Hustle & Flow
Directed by Craig Brewer
Written by Craig Brewer
Rated R for sex and drug content, pervasive language and some violence.
Reviewed by Michael Dequina
"Everybody gotta have a dream." That such a banal statement at face value can come to mean something far more profound and inspiring is reflective of the feat writer-director Craig Brewer achieves with Hustle & Flow. In fact, the title pretty well sums up the contradictions that he somehow makes fully functional in his Sundance sensation: taking ideas and material that seem rather forced and contrived on paper and make them flow into a naturally cohesive, rousing, and surprisingly moving whole.

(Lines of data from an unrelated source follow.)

PR #662, opened 2024-04-04
Fix log message calls in network manager

### LINKED ISSUE #661: Incorrect call to `self.target.log` in network manager `Template` class
Some log messages in the `Template` class incorrectly call `self.target.log` in a context where there is no `self.target`.

https://github.com/fox-it/dissect.target/blob/main/dissect/target/helpers/network_managers.py#L88

This breaks dissect when conditions of calling those log messages are met.
```
  File "/tmp/dissect.target/dissect/target/helpers/network_managers.py", line 88, in _parse_netplan_config
    self.target.log.error("Failed to parse %s. Cannot import ruamel.yaml", self.name)
    ^^^^^^^^^^^
AttributeError: 'Template' object has no attribute 'target'
```

JSCU-CNI:
This PR fixes #661.

### DIFF
--- a/dissect/target/helpers/network_managers.py
+++ b/dissect/target/helpers/network_managers.py
@@ -1,3 +1,5 @@
+from __future__ import annotations
+
 import logging
 import re
 from collections import defaultdict
--- a/dissect/target/helpers/network_managers.py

The premise sounds easily dismissible, almost like knowingly preposterous groundwork for parody. A Memphis pimp named DJay (Terrence Howard) in a midlife crisis decides to take up rapping when he happens into the possession of an old Casio keyboard. The plot machinations of the early going do feel like just that as so many things seem to magically fall into place for DJay's transformation--the keyboard; a spontaneous run-in with Key (Anthony Anderson), an old acquaintance and sound engineer who then takes him to a soul-stirring church choir performance--in an almost implausibly pat manner. But from the outset, Brewer holds the trump card--namely, Howard, who lends legitimacy to the character and story from frame one. This marks reliable veteran Howard's first big-league lead, but he wholly disappears into the role of DJay with the chameleonic immersion of a character actor; if the plot circumstances surrounding him initially come off as a bit much, Howard's DJay never comes off as any less than real: his frustration, his desperation, his stalwart ambition.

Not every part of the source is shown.